衣服のまま泳ぐのは推奨いたしませんことよ。


 マージョリー嬢並びにモートン侯爵家は今現在、王家並びに一部の諸侯から警戒されていた。

 兄妹揃って私に喧嘩を売る発言を吹っかけたのがはじまりだったが、彼らのそれは度を越していた。


 婚約お披露目パーティが行われた王宮内で起きたメイド暴行騒動は、彼女と彼女の兄が仕組んだことであると証言が出たのだ。

 弱みを握った子飼いのメイドを使って、私をおびき寄せ、身持ちの悪い男に差し出して傷物にしようとしたという情報を聞かされた時は顔面蒼白になった。


 メイドについていかなくてよかった、騎士たちが捕まえてくれてよかったとホッと胸をなでおろしたのは記憶に新しい。


 そして、初参加のお茶会でとある子爵令嬢が私に送った劇物入り香水はマージョリー嬢が用意させたものを渡すように脅されていたと実行犯である子爵令嬢が涙ながらに訴えた。

 これに関してはそれを命じたとされる手紙が提出されたので、筆跡鑑定に回されて現在精査中とのこと。


 前からモートン侯爵家は浪費に借金にと負債を抱え込み、その負担を領民から税で徴収しようとする行為など、適正な領地運営が出来ていないことが問題視されていた。

 マージョリー嬢の縁談だってそうだ。元々同年代の侯爵家の子息と縁談が進みかけていたが、家の多額の負債を理由に白紙となり、身分の釣り合う未婚の子息がおらず困っていたという。そこで借金が更に大きくなったことがモートン侯爵家を追い詰めた。

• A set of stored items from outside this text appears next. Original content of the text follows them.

Issue #773, opened 2019-11-01
Update python version


sbor23:
Now that 3.8 is out: Are there any particular reasons for staying on the `python:3.6` base image?
There are some goodies for developers especially like my precious `breakpoint()` which catches me off guard every time I try to use it in a <3.7 project.

So my proposal would be to bump the image to `python:3.7`, it will have bug fixes until 2023.
https://www.python.org/dev/peps/pep-0537/#and-beyond-schedule

czosel:
We'd have to check if python 3.7 is available for our projects with non-docker deployments.

open-dynaMIX:
One of the reasons we didn't switch to 3.7 already is, that not all dependencies had support for it. Before making this change, we have to make sure that this is not the case anymore.

ganwell:
I accidentally tried 3.7: we have a lot of snapshot-tests, many of them break because in 3.7 the output is ordered different. I guess we have to check all that output and update the snapshots. Maybe we should check if jumping to 3.8 causes less problems. In theory dicts have a fixed order since Raymond Hettingers dicts improvements in 3.6, maybe something else is causing the problem.

PR #960, opened 2020-02-25
chore: update to python 3.7

sbor23:
We used caluma already for some time in a downstream project with python 3.7, so pretty sure we can just increase the version string and should be done with it.

Closes https://github.com/projectcaluma/caluma/issues/773


Dockerfile
```diff
@@ -1,4 +1,4 @@
-FROM python:3.6@sha256:764b2c6beae96a8c8c6046392d5b1b691773337c5a7fd29347935ee0a3223146
+FROM python:3.7.6
```
ganwell: The implications of this have been discussed? I am stickler for hash chains.

sbor23: Not really. My thought process was that maybe renovate bot picks it up this way when the next point release is available, not sure tho.
Would something advice against going `python:3.7.6@sha256:xxx` or is this redundant?

ganwell: Tags can change, digests can not. If you only use the tag the image you are using can change if upstream updates the tag. In 3.6@hash, the tag should become decoration. At least that is what the documentation says.

I guess I could test that with a registry, but I trusted docker in that matter.

ganwell: I tested that.

sbor23: Alrighty did that :)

 だから、爵位は低いが、事業や領地運営がうまくいっていて羽振りの良い子爵の後妻として嫁がせて、金銭的援助を受けようと話を持ちかけたそうだ。

 しかし当事者の子爵は年の差や身分差、再婚を望んでいないことを理由に、縁談には全く乗り気じゃなかった。が、身分や権力の力でゴリ押しされてしまった。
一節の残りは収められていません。